• **Work required**:
Work out how many lines of the data hold the string "opened", and reply with that number alone.

• **Dataset extract**:
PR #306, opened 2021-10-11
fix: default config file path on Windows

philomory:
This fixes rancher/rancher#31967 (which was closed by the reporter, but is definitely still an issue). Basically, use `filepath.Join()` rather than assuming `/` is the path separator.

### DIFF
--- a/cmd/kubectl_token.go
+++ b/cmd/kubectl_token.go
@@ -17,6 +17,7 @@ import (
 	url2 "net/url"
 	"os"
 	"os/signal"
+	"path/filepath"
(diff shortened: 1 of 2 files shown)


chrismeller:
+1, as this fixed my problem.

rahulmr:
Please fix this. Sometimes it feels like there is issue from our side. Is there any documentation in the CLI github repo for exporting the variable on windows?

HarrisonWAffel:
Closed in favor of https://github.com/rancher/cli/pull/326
==
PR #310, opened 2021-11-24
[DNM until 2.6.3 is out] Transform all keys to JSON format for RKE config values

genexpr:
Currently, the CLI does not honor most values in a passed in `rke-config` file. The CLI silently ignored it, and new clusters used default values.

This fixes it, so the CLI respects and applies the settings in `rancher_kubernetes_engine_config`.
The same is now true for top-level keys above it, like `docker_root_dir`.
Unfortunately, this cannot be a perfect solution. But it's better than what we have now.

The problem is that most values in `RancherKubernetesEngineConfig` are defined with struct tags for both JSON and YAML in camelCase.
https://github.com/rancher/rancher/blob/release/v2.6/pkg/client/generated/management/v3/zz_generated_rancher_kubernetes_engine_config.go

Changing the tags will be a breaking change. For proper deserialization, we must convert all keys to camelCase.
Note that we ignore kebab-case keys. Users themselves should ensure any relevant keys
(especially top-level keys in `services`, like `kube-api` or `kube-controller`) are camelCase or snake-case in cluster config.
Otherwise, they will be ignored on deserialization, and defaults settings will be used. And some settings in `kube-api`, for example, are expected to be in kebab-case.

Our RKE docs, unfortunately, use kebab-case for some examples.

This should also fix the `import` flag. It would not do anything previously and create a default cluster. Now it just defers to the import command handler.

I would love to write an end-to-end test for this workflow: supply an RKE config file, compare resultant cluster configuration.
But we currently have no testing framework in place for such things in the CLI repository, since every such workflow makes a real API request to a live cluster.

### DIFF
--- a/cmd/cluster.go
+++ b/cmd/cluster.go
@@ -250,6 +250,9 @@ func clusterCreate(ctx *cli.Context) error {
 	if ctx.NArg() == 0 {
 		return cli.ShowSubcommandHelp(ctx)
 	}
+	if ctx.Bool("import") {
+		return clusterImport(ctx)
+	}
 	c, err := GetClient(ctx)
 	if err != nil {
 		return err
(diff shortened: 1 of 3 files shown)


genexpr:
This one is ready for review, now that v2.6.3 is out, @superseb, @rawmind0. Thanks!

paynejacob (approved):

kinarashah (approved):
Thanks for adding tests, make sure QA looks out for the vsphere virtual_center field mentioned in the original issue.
---
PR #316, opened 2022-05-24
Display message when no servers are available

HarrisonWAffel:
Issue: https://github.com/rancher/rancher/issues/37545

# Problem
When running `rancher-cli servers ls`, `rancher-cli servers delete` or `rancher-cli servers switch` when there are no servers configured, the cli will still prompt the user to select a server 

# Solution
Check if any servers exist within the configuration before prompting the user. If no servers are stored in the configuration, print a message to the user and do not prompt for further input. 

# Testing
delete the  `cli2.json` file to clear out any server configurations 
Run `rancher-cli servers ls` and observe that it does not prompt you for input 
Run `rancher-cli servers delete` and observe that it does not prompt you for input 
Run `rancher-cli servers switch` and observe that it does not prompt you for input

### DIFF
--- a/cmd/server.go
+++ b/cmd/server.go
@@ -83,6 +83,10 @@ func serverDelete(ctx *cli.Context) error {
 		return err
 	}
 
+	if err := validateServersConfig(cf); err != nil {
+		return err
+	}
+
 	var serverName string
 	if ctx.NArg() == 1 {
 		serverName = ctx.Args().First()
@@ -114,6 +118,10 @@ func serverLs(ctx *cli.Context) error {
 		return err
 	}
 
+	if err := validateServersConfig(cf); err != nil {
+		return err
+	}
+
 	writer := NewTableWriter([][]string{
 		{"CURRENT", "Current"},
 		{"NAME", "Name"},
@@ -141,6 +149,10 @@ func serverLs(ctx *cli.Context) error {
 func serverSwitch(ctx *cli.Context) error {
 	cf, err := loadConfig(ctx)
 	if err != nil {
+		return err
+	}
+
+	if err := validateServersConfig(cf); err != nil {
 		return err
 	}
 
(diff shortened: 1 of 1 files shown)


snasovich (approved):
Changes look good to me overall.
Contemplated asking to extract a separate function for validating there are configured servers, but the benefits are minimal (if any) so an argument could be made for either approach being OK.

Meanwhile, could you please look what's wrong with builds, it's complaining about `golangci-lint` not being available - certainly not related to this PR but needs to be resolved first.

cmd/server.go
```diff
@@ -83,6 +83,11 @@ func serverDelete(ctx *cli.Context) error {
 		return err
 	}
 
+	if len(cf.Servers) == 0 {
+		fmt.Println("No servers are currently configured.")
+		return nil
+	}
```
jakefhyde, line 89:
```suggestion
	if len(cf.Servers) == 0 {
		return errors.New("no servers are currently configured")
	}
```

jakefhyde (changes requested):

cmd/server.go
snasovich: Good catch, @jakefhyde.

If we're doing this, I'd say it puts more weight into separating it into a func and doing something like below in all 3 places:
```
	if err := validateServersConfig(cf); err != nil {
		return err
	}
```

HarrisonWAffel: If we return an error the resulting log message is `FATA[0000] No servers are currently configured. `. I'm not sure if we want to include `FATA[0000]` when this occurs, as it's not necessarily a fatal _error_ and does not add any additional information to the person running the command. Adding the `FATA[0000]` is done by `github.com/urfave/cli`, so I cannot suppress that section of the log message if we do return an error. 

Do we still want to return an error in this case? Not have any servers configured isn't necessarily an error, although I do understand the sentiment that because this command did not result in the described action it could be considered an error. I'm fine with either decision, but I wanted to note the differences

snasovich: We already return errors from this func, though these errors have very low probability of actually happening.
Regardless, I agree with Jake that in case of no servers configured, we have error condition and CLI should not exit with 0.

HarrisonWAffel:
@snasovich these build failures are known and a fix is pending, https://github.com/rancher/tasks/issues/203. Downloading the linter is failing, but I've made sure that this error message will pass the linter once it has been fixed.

• **Answer to the exercise**:
3